Qué lugar más bonito, que vistas tan impresionantes, una finca rodeada de palmeras, porque eso sí, Elche tiene la concentración de palmeras más grande del mundo, si no es así poco le falta. Que paisaje, que paz trasmitía ese sitio, el reflejo del sol en esa piscina junto a la temperatura tan cálida que hacía recordaba a los días de verano, y a quien no le gusta un día de verano...

Un centenar de mujeres le daban vida y más alegría a ese lugar, risas, miradas entre desconocidas, que al poco rato se iban a convertir en compañeras de un día muy muy especial.

La inauguración del acto corrió a cargo de Alicia, que fue la que organizó el encuentro y presentó oficialmente su proyecto solidario, la ONG VICTORIA RECUPERA SUS ALAS, una entidad sin ánimo de lucro que se encarga de la recogida de alimentos y libros para niños y familias con pocos recursos, donde todas las participantes colaboraban con el desembolso de su entrada.

Tras su intervención, le tocaba el turno Silvia Rodríguez, psicóloga experta en Dependencia Emocional, sus explicaciones dieron paso a un diálogo entre nosotras, un sin fin de preguntas abordaban a Silvia y ella con su mejor sonrisa y ese toque de humor, hizo que, de un tema muy delicado, se pudiera sacar incluso más de una carcajada.

Después de esa charla tan interesante, parón para comer y luego llegaba el gran momento.

 

- ¡¡¡Vas a subir al escenario y vas a plantarte delante de todas esas mujeres!!! Repetía una voz interior una y otra vez.

 

 

Era imposible comer algo ante tantos nervios, vale mentira, a mí ni los nervios me quitan el hambre, y más con la pinta que tenía todo, ¡estaba delicioso!

 

- Ya está, ya no hay marcha atrás, sin darte cuenta estas sentada junto Alicia, Yani, Raquel y Alyne encima del escenario y Alicia te está presentando.

 

Era la segunda vez que contaba mi historia en público, esa historia que cada vez que recuerdo me hace llorar, y al contarla sabía que no iba a ser menos, desnudé mi alma en otro formato que no era el mío habitual, está vez no escribía, esta vez iban a ver el dolor reflejado en mis ojos, una voz que tenía que parar porque nudo en la garganta no me dejaba seguir.
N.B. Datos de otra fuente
Issue #1278, opened 2023-07-14
Clear cache related to tasks when there's an update


Aryex82:
- Clear cache for tasks whenever there's an update to tasks model.
- Increase cache time limit for GET calls of tasks to 10min

PR #1283, opened 2023-07-15
Add middleware to invalidate cache

Aryex82:
closes Issue: 

-  #1278 

Description:

1. Add a new data store to save all the keys generated for a particular cached API endpoint under a common key

>     eg: /tasks?page=2&size=9 / AND /tasks?page=10&size=10 will be saved as a set under a common key '__cache__ALL_TASKS'.

2. Add a middleware to evict cache data based on given common keys. 

>     eg: /tasks?page=2&size=9 / AND /tasks?page=10&size=10 cached 

3. Use the said middleware for when there's a write on tasks model
4. Increase expiry time of fetch all tasks api to 10mins.

Test coverage:
Screenshot 2023-07-16 at 6 48 12 PM

### DIFF
--- a/routes/tasks.js
+++ b/routes/tasks.js
@@ -6,16 +6,37 @@ const { createTask, updateTask, updateSelfTask, getTasksValidator } = require(".
 const authorizeRoles = require("../middlewares/authorizeRoles");
 const { APPOWNER, SUPERUSER } = require("../constants/roles");
 const assignTask = require("../middlewares/assignTask");
-const cache = require("../utils/cache");
+const { cache, invalidateCache } = require("../utils/cache");
+const { TASKS_ALL } = require("../constants/cacheKeys");
 
-router.get("/", getTasksValidator, cache(), tasks.fetchTasks);
+router.get("/", getTasksValidator, cache(TASKS_ALL, 10), tasks.fetchTasks);
 router.get("/self", authenticate, tasks.getSelfTasks);
 router.get("/overdue", authenticate, authorizeRoles([SUPERUSER]), tasks.overdueTasks);
-router.post("/", authenticate, authorizeRoles([APPOWNER, SUPERUSER]), createTask, tasks.addNewTask);
-router.patch("/:id", authenticate, authorizeRoles([APPOWNER, SUPERUSER]), updateTask, tasks.updateTask);
+router.post(
+  "/",
+  authenticate,
+  authorizeRoles([APPOWNER, SUPERUSER]),
+  invalidateCache([TASKS_ALL]),
+  createTask,
+  tasks.addNewTask
+);
+router.patch(
+  "/:id",
+  authenticate,
+  authorizeRoles([APPOWNER, SUPERUSER]),
+  invalidateCache([TASKS_ALL]),
+  updateTask,
+  tasks.updateTask
+);
 router.get("/:id/details", tasks.getTask);
 router.get("/:username", tasks.getUserTasks);
-router.patch("/self/:id", authenticate, updateSelfTask, tasks.updateTaskStatus, assignTask);
-router.patch("/assign/self", authenticate, tasks.assignTask);
-
+router.patch(
+  "/self/:id",
+  authenticate,
+  invalidateCache([TASKS_ALL]),
+  updateSelfTask,
+  tasks.updateTaskStatus,
+  assignTask
+);
+router.patch("/assign/self", authenticate, invalidateCache([TASKS_ALL]), tasks.assignTask);
 module.exports = router;
--- a/routes/tasks.js
+++ b/routes/tasks.js
@@ -6,17 +6,17 @@ const { createTask, updateTask, updateSelfTask, getTasksValidator } = require(".
 const authorizeRoles = require("../middlewares/authorizeRoles");
 const { APPOWNER, SUPERUSER } = require("../constants/roles");
 const assignTask = require("../middlewares/assignTask");
-const { cache, invalidateCache } = require("../utils/cache");
-const { TASKS_ALL } = require("../constants/cacheKeys");
+const { cacheResponse, invalidateCache } = require("../utils/cache");
+const { ALL_TASKS } = require("../constants/cacheKeys");
 
-router.get("/", getTasksValidator, cache({ invalidationKey: TASKS_ALL, expiry: 10 }), tasks.fetchTasks);
+router.get("/", getTasksValidator, cacheResponse({ invalidationKey: ALL_TASKS, expiry: 10 }), tasks.fetchTasks);
 router.get("/self", authenticate, tasks.getSelfTasks);
 router.get("/overdue", authenticate, authorizeRoles([SUPERUSER]), tasks.overdueTasks);
 router.post(
   "/",
   authenticate,
   authorizeRoles([APPOWNER, SUPERUSER]),
-  invalidateCache({ invalidationKeys: [TASKS_ALL] }),
+  invalidateCache({ invalidationKeys: [ALL_TASKS] }),
   createTask,
   tasks.addNewTask
 );
@@ -24,7 +24,7 @@ router.patch(
   "/:id",
   authenticate,
   authorizeRoles([APPOWNER, SUPERUSER]),
-  invalidateCache({ invalidationKeys: [TASKS_ALL] }),
+  invalidateCache({ invalidationKeys: [ALL_TASKS] }),
   updateTask,
   tasks.updateTask
 );
@@ -33,11 +33,11 @@ router.get("/:username", tasks.getUserTasks);
 router.patch(
   "/self/:id",
   authenticate,
-  invalidateCache({ invalidationKeys: [TASKS_ALL] }),
+  invalidateCache({ invalidationKeys: [ALL_TASKS] }),
   updateSelfTask,
   tasks.updateTaskStatus,
   assignTask
 );
-router.patch("/assign/self", authenticate, invalidateCache({ invalidationKeys: [TASKS_ALL] }), tasks.assignTask);
+router.patch("/assign/self", authenticate, invalidateCache({ invalidationKeys: [ALL_TASKS] }), tasks.assignTask);
 
 module.exports = router;
--- a/routes/tasks.js
+++ b/routes/tasks.js
@@ -9,14 +9,14 @@ const assignTask = require("../middlewares/assignTask");
 const { cache, invalidateCache } = require("../utils/cache");
 const { TASKS_ALL } = require("../constants/cacheKeys");
 
-router.get("/", getTasksValidator, cache(TASKS_ALL, 10), tasks.fetchTasks);
+router.get("/", getTasksValidator, cache({ invalidationKey: TASKS_ALL, expiry: 10 }), tasks.fetchTasks);
 router.get("/self", authenticate, tasks.getSelfTasks);
 router.get("/overdue", authenticate, authorizeRoles([SUPERUSER]), tasks.overdueTasks);
 router.post(
   "/",
   authenticate,
   authorizeRoles([APPOWNER, SUPERUSER]),
-  invalidateCache([TASKS_ALL]),
+  invalidateCache({ invalidationKeys: [TASKS_ALL] }),
   createTask,
   tasks.addNewTask
 );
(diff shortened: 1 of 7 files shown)


utils/cache.js
```diff
@@ -89,23 +138,63 @@ const cache = (data = { priority: 2, expiry: CACHE_EXPIRY_TIME_MIN }) => {
...
+  return "__cache__" + request.method + request.originalUrl;
+};
+
+/**
+ * Invalidate the cache for given keys
+ * @param {Object} [options]
+ * @param {Object} [options.invalidationKeys] Array of invalidation keys used in cache middleware.
+ * @returns {function} middleware function to help cache api response.
+ */
+const invalidateCache = (options = {}) => {
```
iamitprakash, line 178: here if the invalidationKeys property is an array. This means that if the property is not an array, the function will try to iterate over it as if it were an array. This will cause an error.

To fix the bug, the function should check if the invalidationKeys property is an array before trying to iterate over it.

Here is an example of how to fix the bug:

const invalidateCache = (options = {}) => {
  const keys = options.invalidationKeys;

  if (!Array.isArray(keys)) {
    throw new Error("Invalidation keys must be an array");
  }

  return async (req, res, next) => {
    try {
      for (const key of keys) {
        const cachedKeysList = cachedKeys.getCachedKeys(key);
        for (const ck of cachedKeysList) {
          pool.evict(ck);
        }
        cachedKeys.removeModelKey(key);
      }
    } catch (err) {
      logger.error(`Error while removing cached response ${err}`);
    } finally {
      next();
    }
  };
};

utils/cache.js
```diff
@@ -59,25 +69,64 @@ const cachePool = (opt = { maximumSize: CACHE_SIZE_MB }) => {
     }
   };
 
-  return { get, set, hits, cacheStore };
+  return { get, set, evict, hits, cacheStore };
+};
+
+const cachedKeysStore = () => {
```
iamitprakash, line 75: here we are not checking if the modelKey property already exists in the keyStore object. This means that if the modelKey property already exists in the keyStore object, the function will add the cachedKey property to the keyStore object twice.

iamitprakash (dismissed):

utils/cache.js
Aryex82: This is the function where I'm adding a cachedKey. Here, I am checking if there is a model key present and adding a cachedKey based on that. Please let me know if I got it wrong.


```javascript
 const addCachedKey = (modelKey, cachedKey) => {
     if (keyStore.has(modelKey)) {
       keyStore.get(modelKey).add(cachedKey);
     } else {
       const set = new Set();
       set.add(cachedKey);
       keyStore.set(modelKey, set);
     }
   };
``` 
PR link link: https://github.com/Real-Dev-Squad/website-backend/pull/1283/files#diff-5ceb95acc7e3f0b7328eba1584f1eb987b65f01cb9c396d74a733d3a6b0565b9R86

utils/cache.js
Aryex82: I have added the requested changes

iamitprakash (dismissed):

utils/cache.js
```diff
@@ -59,25 +69,64 @@ const cachePool = (opt = { maximumSize: CACHE_SIZE_MB }) => {
...
+  const keyStore = new Map();
+
+  const getCachedKeys = (modelKey) => {
+    if (keyStore.has(modelKey)) {
+      return [...keyStore.get(modelKey).keys()];
```
yesyash, line 80: - Are we storing a complex data type in keyStore or is it just going to be array of key strings? 
Can you please tell the structure of the value we're storing in keyStore.

routes/tasks.js
```diff
@@ -6,16 +6,38 @@ const { createTask, updateTask, updateSelfTask, getTasksValidator } = require(".
 const authorizeRoles = require("../middlewares/authorizeRoles");
 const { APPOWNER, SUPERUSER } = require("../constants/roles");
 const assignTask = require("../middlewares/assignTask");
-const cache = require("../utils/cache");
+const { cache, invalidateCache } = require("../utils/cache");
+const { TASKS_ALL } = require("../constants/cacheKeys");
 
-router.get("/", getTasksValidator, cache(), tasks.fetchTasks);
+router.get("/", getTasksValidator, cache({ invalidationKey: TASKS_ALL, expiry: 10 }), tasks.fetchTasks);
```
heyrandhir, line 12: can we rename cache to a more descriptive middleware such as `getCachedResponse ` or something on similar lines

routes/tasks.js
```diff
@@ -6,16 +6,38 @@ const { createTask, updateTask, updateSelfTask, getTasksValidator } = require(".
...
+  authorizeRoles([APPOWNER, SUPERUSER]),
+  invalidateCache({ invalidationKeys: [TASKS_ALL] }),
+  createTask,
+  tasks.addNewTask
+);
+router.patch(
+  "/:id",
+  authenticate,
+  authorizeRoles([APPOWNER, SUPERUSER]),
+  invalidateCache({ invalidationKeys: [TASKS_ALL] }),
```
heyrandhir, line 27: this object `{ invalidationKeys: [TASKS_ALL] }` is used at multiple places . can we make it a constant and use it in all routes

utils/cache.js
```diff
@@ -40,6 +41,15 @@ const cachePool = (opt = { maximumSize: CACHE_SIZE_MB }) => {
...
   };
 
+  /**
+   * Remove an API Response from cacheStore.
+   * @param {string} key
+   * @returns {boolean}
+   */
+  const evict = (key) => {
+    return cacheStore.delete(key);
+  };
```
heyrandhir, line 51: if this is just a single line function why are we extracting it ? it can be done in place

heyrandhir (changes requested):

utils/cache.js
Aryex82: This is just abstraction. cachePool had no exposed api to delete a key.

utils/cache.js
Aryex82: Although there won't be any significant performance improvement, changed the return type to Set.

routes/tasks.js
Aryex82: I agree it's too verbose, but if we have a situation in the future where only one API needs to invalidate some other key. It will lead to inconsistent code style.

utils/cache.js
```diff
@@ -59,25 +69,87 @@ const cachePool = (opt = { maximumSize: CACHE_SIZE_MB }) => {
...
+  /**
+   * Returns set of values mapped to given key
+   * @param {string} modelKey key for the map
+   * @returns {Set} set of values
+   */
+  const getCachedKeys = (modelKey) => {
+    if (keyStore.has(modelKey)) {
+      return keyStore.get(modelKey);
+    }
+    return new Set();
```
yesyash, line 90: - as we are returning an array inside the if condition should we also not return an empty array as the base case?

 - when doing a default return it's generally followed that we handle the false case first. 

Example:-
```js
if (!keys){
    ...do something 
}

<We can now handle our happy case>
```

What do you think?

utils/cache.js
```diff
@@ -59,25 +69,87 @@ const cachePool = (opt = { maximumSize: CACHE_SIZE_MB }) => {
...
 
-  return { get, set, hits, cacheStore };
+  return { get, set, evict, hits, cacheStore };
+};
+/**
+ * A MultiMap implementation where each key maps to set of unique values
+ *
+ */
+const cachedKeysStore = () => {
+  const keyStore = new Map();
```
yesyash, line 79: - let's add the type of `keyStore` as a jsdoc comment so that it helps others better maintain the code, what do you think?

yesyash (changes requested):

utils/cache.js
Aryex82: I agree with this for most cases, I think it's a good way to avoid unnecessary nesting in code. 
But in this context I don't feel that's the right approach.  As we are only interested in one case here and that's if the given key is present in the data store. 

for eg. this is how it would look if we handle the negative case first
```javascript
  const getCachedKeys = (modelKey) => {
     if (!keyStore.has(modelKey)) {
            return new Set();
     }
     // handle unnecessary edge cases where we should also return an empty set.
     
     if (keyStore.has(modelKey)) {      // still we cannot remove this check
       return keyStore.get(modelKey);
     }
   }
     
```

utils/cache.js
Aryex82: added.

utils/cache.js
```diff
@@ -59,25 +69,87 @@ const cachePool = (opt = { maximumSize: CACHE_SIZE_MB }) => {
     }
   };
 
-  return { get, set, hits, cacheStore };
+  return { get, set, evict, hits, cacheStore };
+};
+/**
+ * A MultiMap implementation where each key maps to set of unique values.
+ * It internally uses Map to store keys and values and to save multiple values it uses Set. Map<string,Set<string>>
```
yesyash, line 76: - why not just store it as an array of strings instead of set?

utils/cache.js
yesyash: Once you do this check and ensure the key is present

```js
if (!keyStore.has(modelKey)) {
        return new Set();
}
```

Why do we have to do this check again ? 

```js
if (keyStore.has(modelKey)) {
        ....
}
```

utils/cache.js
```diff
@@ -89,23 +161,65 @@ const cache = (data = { priority: 2, expiry: CACHE_EXPIRY_TIME_MIN }) => {
...
+  };
+};
+
+/**
+ * Generate key to save cache.
+ * @param {Object} [request]  HTTP request argument to the middleware function passed by express.
+ * @returns {string} cache key.
+ */
+const generateCacheKey = (request) => {
+  return "__cache__" + request.method + request.originalUrl;
```
shubham-y, line 192: Suggestion: As per key naming convention in Redis we use `:` as a separator. I think we can use the same as it will help make the code more readable and make the transition easier if in the future we decide to use Redis 

Reference - https://redis.io/docs/manual/keyspace/

utils/cache.js
Aryex82: Sets help improve the complexity of `addCachedKey` and `removeCachedKey` methods. By using array both would have O(n) complexities. 

Let me know if I got this wrong.

utils/cache.js
Aryex82: made changes to try follow the conventions mentioned there as close as possible

utils/cache.js
yesyash: - going through the code I was only able to see `.get`, `.delete` operations used for `keyStore` which is a map, but we are not using the set which is stored inside this map to push / pop any values to/from it.

```js
const key = keyStore.get(key)
key.add(value)    // Not doing this anywhere
key.delete(value)    // Not doing this anywhere
```

- If we're not using the set stored inside the `keyStore` map what benefit does it provide storing it as a set and not an array?

Can you please point to the line of code where we're using this set?

utils/cache.js
yesyash: - It is a coding style that I generally see in many places  where we handle the case of data not being present / incorrect / invalid this then makes sure that any operation being performed after the check has the correct data we want to use. 

A close example to this you would see in typescript repo's where we handle the `undefined`/`null` case at the top level of the function and have our happy path after that. 

This also make us think of the error cases before we start performing the actual operation.

utils/cache.js
Aryex82: I want the cached keys to be unique, so if we were using an array we would have to iterate through the array to check if an element is already present. Sets can do the same with better complexity right?

```javascript

keyStore.get(modelKey).add(cachedKey);

```
https://github.com/Real-Dev-Squad/website-backend/pull/1283/files#diff-5ceb95acc7e3f0b7328eba1584f1eb987b65f01cb9c396d74a733d3a6b0565b9R101


Also I plan to evict only a cached key in a future PR 
 so will be using 'removeCachedKey' there which does `key.delete(value)`

yesyash: Thanks for the info closing this.

utils/cache.js
Aryex82: added

shubham-y (approved):

heyrandhir (approved):

yesyash (approved):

En dos minutos tenia las miradas de complicidad abrazándome en la distancia, esas mujeres desconocidas lloraban conmigo, veía en sus rostros como hicieron de mi dolor el suyo, y como sus ojos se inundaban de lágrimas a la vez que los míos. Os prometo que pude sentir el calor y el cariño de cada una de ellas, desnudar así mi alma no fue fácil, pero poco a poco aquello que me producía pánico acabó menguando, y terminé hablando con amigas, con compañeras de vida. No podría expresar del todo que sentí, solo sé que una vez más fui capaz de ver como el ser humano cuando se da la mano, cuando camina junto a una misma causa, cuando desnuda sus miedos, sus peros, y está dispuesto a dar y a recibir es algo maravilloso. Deseo que todas y cada una de las mujeres que estaban allí en esa sala, recibieran por mi parte el mismo cariño, que pude recibir yo de ellas, y la gran lección de humanidad que nos dimos entre todas.

 

¡GRACIAS y mil veces GRACIAS!

 

Nos vemos a las próximas chicas, y recordad:

 

"TENEMOS QUE QUERERNOS MUCHO, PERO SOBRE TODO TENEMOS DE QUERERNOS BIEN".